Het vrijstellen van alimentatie en daarmee vergelijkbare inkomensbestanddelen zou overigens ook aanzienlijke consequenties voor de uitvoeringskosten hebben. In de eerste plaats zou het aangifteformulier inkomstenbelasting met een aantal specifieke vragen moeten worden uitgebreid. Het huidige aangifteformulier bevat namelijk onvoldoende gegevens om de vrijstelling van alimentatie en daarmee vergelijkbare inkomensbestanddelen te kunnen toepassen. Daarnaast dienen ook de automatiseringssystemen van de Belastingdienst daarop te worden aangepast. Bij een vrijstelling van nabestaandenlijfrentes, die zoals hiervoor is aangegeven juridisch gezien onvermijdelijk is bij een vrijstelling van alimentatie, zou tevens een uitbreiding moeten plaatsvinden van de gegevens die worden opgevraagd bij (alle) inhoudingsplichtigen. In het kader van het terugdringen van de administratieve lasten acht ik dit niet wenselijk. Voor het jaar 2006 is de laatstgenoemde aanpassing bovendien niet meer realiseerbaar en zou een afzonderlijk – deels handmatig uit te voeren – teruggaaftraject moeten worden vormgegeven. Ten slotte zal een vrijstelling van alimentatie naar verwachting tot veel bezwaarschriften leiden van mensen die – zoals uit het voorgaande volgt vaak niet ten onrechte – menen in een vergelijkbare positie te verkeren als alimentatiegerechtigden, hetgeen een behoorlijk beslag zal leggen op de uitvoeringscapaciteit.

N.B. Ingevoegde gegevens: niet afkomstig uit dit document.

PR #650, opened 2023-07-07
Authorization by GitHub repository access

koendelaat:
Allows for GitHub authentication based on repository access, which is required when using outside-collaborators.

Current situation only allows authorization based on org or org/team access. This requires all users to be a member of this org.

With outside-collaborators, we can grant them access to specific repositories, but they don't become member of the organization nor the teams.

This feature allow authorization based on repository access, making JupyterHub accessible to outside-collaborators.

### DIFF
--- a/oauthenticator/github.py
+++ b/oauthenticator/github.py
@@ -114,6 +114,16 @@ class GitHubOAuthenticator(OAuthenticator):
         """,
     )
 
+    allowed_repositories = Set(
+        config=True,
+        help="""
+        Allow users with read access to specified repositories by specifying
+        repositories like `org-a/repo-1`.
+
+        Requires `repo` to be set in `scope`.
+        """,
+    )
+
     populate_teams_in_auth_state = Bool(
         False,
         config=True,
@@ -182,6 +192,17 @@ class GitHubOAuthenticator(OAuthenticator):
                 ):
                     return True
             message = f"User {username} is not part of allowed_organizations"
+            self.log.warning(message)
+
+        if self.allowed_repositories:
+            access_token = auth_model["auth_state"]["token_response"]["access_token"]
+            token_type = auth_model["auth_state"]["token_response"]["token_type"]
+            for repo in self.allowed_repositories:
+                if await self._check_membership_allowed_repository(
+                    repo, username, access_token, token_type
+                ):
+                    return True
+            message = f"User {username} does not have access to allowed_repositories"
             self.log.warning(message)
 
         # users should be explicitly allowed via config, otherwise they aren't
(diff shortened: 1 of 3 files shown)


koendelaat:
@consideRatio any comments?

oauthenticator/github.py
```diff
@@ -205,23 +226,32 @@ async def update_auth_model(self, auth_model):
...
+            or "user:email" in granted_scopes
+            or not granted_scopes
         ):
-            resp_json = await self.httpfetch(
+            resp = await self.httpfetch(
                 f"{self.github_api}/user/emails",
                 "fetching user emails",
                 method="GET",
+                parse_json=False,
+                raise_error=False,
```
manics, line 245: This is silently hiding all errors. Can you instead check for only the error case you want to catch, and otherwise allow the error to propagate upwards?

oauthenticator/github.py
```diff
@@ -205,23 +226,32 @@ async def update_auth_model(self, auth_model):
...
         token_type = auth_model["auth_state"]["token_response"]["token_type"]
-        granted_scopes = auth_model["auth_state"].get("scope", [])
+        granted_scopes = [
+            scope for scope in auth_model["auth_state"].get("scope", []) if scope
+        ]
         if not user_info["email"] and (
-            "user" in granted_scopes or "user:email" in granted_scopes
+            "user" in granted_scopes
+            or "user:email" in granted_scopes
+            or not granted_scopes
```
manics, line 238: Can you explain this change? If this is called with empty scopes won't it fail to get the user's emails?

oauthenticator/github.py
```diff
@@ -114,6 +114,16 @@ def _userdata_url_default(self):
         """,
     )
 
+    allowed_repositories = Set(
+        config=True,
+        help="""
+        Allow users with read access to specified repositories by specifying
```
manics, line 120: We also need to think about future maintainability. Could you say a bit about your design decisions to make this conditional on read access as opposed to e.g. write access, making it configurable etc?

oauthenticator/github.py
koendelaat: The retrieved scopes will be empty for GitHub Apps https://docs.github.com/en/developers/apps.
So to facilitate this behavior, empty scopes are also allowed. 
This is also why we need a change in error handling of the email fetch. This might cause an error, but we don't know upfront what is causing this.

oauthenticator/github.py
koendelaat: Addressed in new commit

koendelaat:
@manics Any comments on my replies?

koendelaat:
@manics, @consideRatio Can you maybe have a look to this PR?

consideRatio (commented):
I'm super low on time december, but quick input: who to allow isnt obvious based on triager/maintainer etc status. I think the config should specify that (repo x + permission y) should have access, and not just repo x and assume a specific permission level is enough for all repos configured.

PR #655, opened 2023-07-28
Add ORCID iD Authenticator

### LINKED ISSUE #284: Add documentation for ORCID-based authentication
Almost every researcher has (or will sooner or later have) and ORCID, see https://orcid.org/

It would be useful to be able to _whitelist_ a number of ORCIDs for a JupyterHub instance, e.g. via a database, or via a file with one ORCID per line.

This could allow journals or universities, who are likely to require their authors to have an ORCID, to use authentication without needing their own secure password storage or OAuth mechanism.

matthewwiese:
This PR adds an [ORCID iD](https://orcid.org) authenticator class inheriting from `OAuthenticator`, based on the implementation of the `GitHubOAuthenticator` class.

The tests are rudimentary - I'm happy to implement suggestions from maintainers.

This ought to resolve #284


matthewwiese:
> Hi! We'd like to avoid adding more single service authenticators due to the maintenance and testing burden. Is there anything in here that can't be done by configuring the GenericAuthenticator?

Nope!

Should a code snippet using `GenericAuthenticator` be added to the docs? As it stands, #284 remains open without a usable example, and ORCID is popular enough that I imagine you'll be getting questions related to it in the future.

manics:
A documentation PR would be great!

Is it necessary to keep the upper case `X`? These are JupyterHub usernames so the requirement is a one-to-one mapping from the ORCID username to the JupyterHub username. Are ORCID usernames case sensitive?

matthewwiese:
Closing this PR.

> A documentation PR would be great!

I can do this. @manics: to what page(s) should this be added?

> Are ORCID usernames case sensitive?

At least according to my reading of [this page](https://support.orcid.org/hc/en-us/articles/360006897674-Structure-of-the-ORCID-Identifier), the capital "X" is necessary for recognizing the decimal value of 10 for the checksum.

> In general you can't rely on going from the JupyterHub username back to the original username as downstream authenticators/spawners may need to manipulate it in other ways

That's good to know, thank you. If at some point my use case needs the username to map 1-to-1 then I will use the custom authenticator, otherwise `GenericOAuthenticator` works just fine.

manics:
@matthewwiese There's a page with example configurations:
- https://oauthenticator.readthedocs.io/en/latest/tutorials/provider-specific-setup/providers/generic.html
- https://github.com/jupyterhub/oauthenticator/edit/main/tutorials/provider-specific-setup/providers/generic.md

But there's always room for improving the docs, so let us know if you think there's a better way to present this.

PR #668, opened 2023-08-16
[Google, Globus, BitBucket] Ensure auth_state is JSON serializable (lists are, not sets)

### LINKED ISSUE #667: [Google, Globus, BitBucket] Configuring `enable_auth_state` causes `set is not JSON serializable`
### Bug description

Upon upgrading to z2jh 3.0.1, a hub with google oauth emits a "500 : Internal Server Error". The logs indicate that a set object cannot be serialized to JSON.

#### Expected behaviour

I expected to be able to authenticate via Google

#### Actual behaviour

The hub emits an error.

### How to reproduce

1. A user visits the hub URL.
2. The user clicks on the button to sign in.
3. The user sees the `500 : Internal Server Error`.

### Your personal set up

Some of the configuration is at https://github.com/berkeley-dsep-infra/datahub/tree/staging/deployments/highschool.

Initially there were three hosted domains and I tried trimming them down to one, however that was not successful.

Related configuration, https://github.com/berkeley-dsep-infra/datahub/blob/staging/deployments/highschool/config/common.yaml#L23C1-L34

And secrets:
```
jupyterhub:
    hub:
        config:
            GoogleOAuthenticator:
                client_id: [snipped].googleusercontent.com
                client_secret: [snipped]
                oauth_callback_url: https://highschool-staging.datahub.berkeley.edu/hub/oauth_callback
            Authenticator:
                admin_users:
                    # infrastructure
                    - user1@berkeley.edu
                    - user2@berkeley.edu
```

We also have:
```
      Authenticator:
        enable_auth_state: true
        manage_groups: true
      OAuthenticator:
        allow_all: true
```

I also tried disabling `manage_groups`.

The error occurs even without spawning, i.e. if the user tries to go to /hub/admin or /hub/home, where the latter doesn't start a server.

```
[I 2023-08-15 23:19:14.910 JupyterHub oauth2:102] OAuth redirect: https://our_hub/hub/oauth_callback
[I 2023-08-15 23:19:14.911 JupyterHub log:191] 302 GET /hub/oauth_login?next=%2Fhub%2F -> https://accounts.google.com/o/oauth2/v2/auth?response_type=code&redirect_uri=https%3A%2F%2Four_hub%2Fhub%2Foauth_callback&client_id=_snipped_.apps.googleusercontent.com&state=[secret]&scope=openid+email (@10.0.0.37) 2.06ms
[E 2023-08-15 23:19:15.521 JupyterHub web:1871] Uncaught exception GET /hub/oauth_callback?state=_snipped_&code=_snipped_&scope=email+https%3A%2F%2Fwww.googleapis.com%2Fauth%2Fuserinfo.email+openid&authuser=0&hd=our.domain&prompt=none (10.0.0.37)
    HTTPServerRequest(protocol='https', host='our_hub', method='GET', uri='/hub/oauth_callback?state=_snipped_&code=_snipped_&scope=email+https%3A%2F%2Fwww.googleapis.com%2Fauth%2Fuserinfo.email+openid&authuser=0&hd=our.domain&prompt=none', version='HTTP/1.1', remote_ip='10.0.0.37')
      File "/usr/local/lib/python3.11/site-packages/tornado/web.py", line 1786, in _execute
        result = await result
                 ^^^^^^^^^^^^
      File "/usr/local/lib/python3.11/site-packages/oauthenticator/oauth2.py", line 202, in get
               ^^^^^^^^^^^^^^^^^^^^^^^
      File "/usr/local/lib/python3.11/site-packages/jupyterhub/handlers/base.py", line 832, in login_user
        user = await self.auth_to_user(authenticated)
               ^^^^^^^^^^^^^^^^^^^^^^^^^^^^^^^^^^^^^^
      File "/usr/local/lib/python3.11/site-packages/jupyterhub/handlers/base.py", line 821, in auth_to_user
        await user.save_auth_state(auth_state)
      File "/usr/local/lib/python3.11/site-packages/jupyterhub/user.py", line 344, in save_auth_state
        self.encrypted_auth_state = await encrypt(auth_state)
                                    ^^^^^^^^^^^^^^^^^^^^^^^^^
      File "/usr/local/lib/python3.11/concurrent/futures/thread.py", line 58, in run
        result = self.fn(*self.args, **self.kwargs)
                 ^^^^^^^^^^^^^^^^^^^^^^^^^^^^^^^^^^
      File "/usr/local/lib/python3.11/site-packages/jupyterhub/crypto.py", line 141, in _encrypt
        return self.fernet.encrypt(json.dumps(data).encode('utf8'))
                                   ^^^^^^^^^^^^^^^^
      File "/usr/local/lib/python3.11/json/__init__.py", line 231, in dumps
        return _default_encoder.encode(obj)
               ^^^^^^^^^^^^^^^^^^^^^^^^^^^^
      File "/usr/local/lib/python3.11/json/encoder.py", line 200, in encode
        chunks = self.iterencode(o, _one_shot=True)
                 ^^^^^^^^^^^^^^^^^^^^^^^^^^^^^^^^^^
      File "/usr/local/lib/python3.11/json/encoder.py", line 258, in iterencode
        return _iterencode(o, 0)
               ^^^^^^^^^^^^^^^^^
      File "/usr/local/lib/python3.11/json/encoder.py", line 180, in default
        raise TypeError(f'Object of type {o.__class__.__name__} '
    TypeError: Object of type set is not JSON serializable
```

I see from the changelog that some objects were converted to Sets, but I can't tell which item is being serialized here and if its something I need to coax into a list.

consideRatio:
This PR adds a test to ensure the `auth_state` is set to a serializable object, because if it isn't, then use of `c.Authenticator.enable_auth_state = True` will cause JupyterHub to error with a broken assumption.

This PR doesn't resolve the situation. The situation is caused by a change for various group related fields from list to set in the 16.0.0 release. The change was meant to reduce back and forth casting and confusion stemming from config being Set based but info about groups/teams ended up list based.

## Fix implementation brainstorming

I think there are various strategies to consider to resolve this caused by putting `set` objects under `auth_state`.

1. To always cast back and forth between set/list when writing/reading from `auth_state`
2. To change config of Set type to List type if that relates to avoiding all set based `auth_state` without needing to cast back and forth
3. To not put set based content under `auth_state`, but in `auth_model` (then it won't be persisted)

I'm leaning on going for 1 or 2. To evaluate if 2 is an alternative, we should know if the traitlet based List type can accept being passed at set also. Probably towards 1?

## Action points - help wanted

I'm on vacation so if someone wants to resolve this by completing this PR by pushing commits or opening another one, please go for it! Make a comment that you are in case I'll end up wanting to work this during my vacation.

- [x] Fix failing tests for BitBucket
- [x] Fix failing tests for Globus
- [x] Fix failing tests for Google

closes #667

### DIFF
--- a/oauthenticator/bitbucket.py
+++ b/oauthenticator/bitbucket.py
@@ -93,7 +93,7 @@ class BitbucketOAuthenticator(OAuthenticator):
 
         if self.allowed_teams:
             user_teams = set(auth_model["auth_state"].get("user_teams", []))
-            if any(user_teams & self.allowed_teams):
+            if user_teams & self.allowed_teams:
                 return True
 
         # users should be explicitly allowed via config, otherwise they aren't
--- a/oauthenticator/bitbucket.py
+++ b/oauthenticator/bitbucket.py
@@ -73,11 +73,13 @@ class BitbucketOAuthenticator(OAuthenticator):
         Fetch and store `user_teams` in auth state if `allowed_teams` is
         configured.
         """
+        user_teams = set()
         if self.allowed_teams:
             access_token = auth_model["auth_state"]["token_response"]["access_token"]
             token_type = auth_model["auth_state"]["token_response"]["token_type"]
             user_teams = await self._fetch_user_teams(access_token, token_type)
-            auth_model["auth_state"]["user_teams"] = user_teams
+        # sets are not JSONable, cast to list for auth_state
+        auth_model["auth_state"]["user_teams"] = list(user_teams)
 
         return auth_model
 
@@ -90,7 +92,7 @@ class BitbucketOAuthenticator(OAuthenticator):
             return True
 
         if self.allowed_teams:
-            user_teams = auth_model["auth_state"]["user_teams"]
+            user_teams = set(auth_model["auth_state"].get("user_teams", []))
             if any(user_teams & self.allowed_teams):
                 return True
 
--- a/oauthenticator/generic.py
+++ b/oauthenticator/generic.py
@@ -159,7 +159,7 @@ class GenericOAuthenticator(OAuthenticator):
             # admin status should in this case be True or False, not None
             user_info = auth_model["auth_state"][self.user_auth_state_key]
             user_groups = self.get_user_groups(user_info)
-            auth_model["admin"] = any(user_groups & self.admin_groups)
+            auth_model["admin"] = bool(user_groups & self.admin_groups)
 
         return auth_model
 
--- a/oauthenticator/globus.py
+++ b/oauthenticator/globus.py
@@ -314,7 +314,7 @@ class GlobusOAuthenticator(OAuthenticator):
 
         if self.allowed_globus_groups:
             user_groups = set(auth_model["auth_state"]["globus_groups"])
-            if any(user_groups & self.allowed_globus_groups):
+            if user_groups & self.allowed_globus_groups:
                 return True
             self.log.warning(f"{username} not in an allowed Globus Group")
 
@@ -344,7 +344,7 @@ class GlobusOAuthenticator(OAuthenticator):
 
         if self.admin_globus_groups:
             # admin status should in this case be True or False, not None
-            auth_model["admin"] = any(user_groups & self.admin_globus_groups)
+            auth_model["admin"] = bool(user_groups & self.admin_globus_groups)
 
         return auth_model
 
--- a/oauthenticator/globus.py
+++ b/oauthenticator/globus.py
@@ -313,7 +313,7 @@ class GlobusOAuthenticator(OAuthenticator):
             return True
 
         if self.allowed_globus_groups:
-            user_groups = auth_model["auth_state"]["globus_groups"]
+            user_groups = set(auth_model["auth_state"]["globus_groups"])
             if any(user_groups & self.allowed_globus_groups):
                 return True
             self.log.warning(f"{username} not in an allowed Globus Group")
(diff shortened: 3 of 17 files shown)


minrk:
Looking at this now. I think we should go with 1.

minrk:
>  To evaluate if 2 is an alternative, we should know if the traitlet based List type can accept being passed at set also. Probably towards 1?

Yes, set traits accept lists as input and cast them. But I think it's still the right thing to do for the config to be a set.

I think casting to list to/from auth_state is a simple and straightforward change. The other simplest change would be to leave it a list everywhere use the set config as the left hand side and pass the list, because `set.intersection` accepts lists (any iterable, in fact):

```python
In [2]: {'a', 'b'}.intersection(['b', 'c', 'd'])
Out[2]: {'b'}
```

I've implemented 1. and fixed some logic in the computation of checking for intersections, because:

```python
if any(set_a & set_b):
```

is not the same as

```python
if set_a & set_b:
```

which is what we want. These checks are meant to look for a non-empty intersection (i.e. truthy set, aka set with length > 0), whereas `any(set_a & set_b)` checks if any item _in_ the intersection is truthy. This isn't a serious bug because the only falsy string (`''`) doesn't make sense as a group name, but the principle of the logic is not right.

The only situation where the answers would differ is a set containing only the empty string, i.e.:

```python
In [3]: any({'', 'a'} & {''})
Out[3]: False

In [4]: bool({'', 'a'} & {''})
Out[4]: True
```

which can't really come up in practice.

minrk:
I removed 'breaking' because I don't see any breaking changes here. Only a fix to allow auth_state to work. The type of an auth_state field is changed, but that's not an API to be consumed, and auth_state doesn't work at all until this PR because it's not persisted.

consideRatio:
Thank you @minrk for working this!!!

I think its breaking by reverting a very small breaking change in 16.0.0. I consider it breaking as one can have have logic in a post_auth_hook that make an assumption about the type we stored the group/team as. I don't suggest a new major release, but that we merge this and make a notice in the 16.0.0 changelog that we reverted the change of making the auth_state store groups/teams etc as sets. Apparently that is something we only wrote about for Google, not also Globus and BitBucket.

image

minrk:
I think that's fair, but I also think there shouldn't be an expectation of using auth_state when it doesn't work with auth_state enabled. I think "auth_state didn't work until now" invalidates expectations of the structure of auth_state while it didn't work.

consideRatio:
Having reviewed Mins work on this, I'll go for a merge!

ryanlovett:
Thanks @minrk and @consideRatio !

PR #684, opened 2023-09-23
[CILogon] Add allow_all as a idp specific config

### LINKED ISSUE #682: [CILogon] How to authorize all users of one idp but not another - add idp specific `allow_all` config?
Using CILogonOAuthenticator, you configure access to one or more identity providers (idps). That makes it an odd authenticator class among the other classes in this project.

In 15.1.0, we could have idp config like below:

Volledigheidshalve wordt ten slotte opgemerkt, dat voor bestaande gevallen een nultarief van toepassing is, mits het inkomen lager is dan het maximumbijdrage-inkomen. Bij nieuwe gevallen kan de verschuldigde inkomensafhankelijke bijdrage worden meegenomen bij de vaststelling van de hoogte van de alimentatie.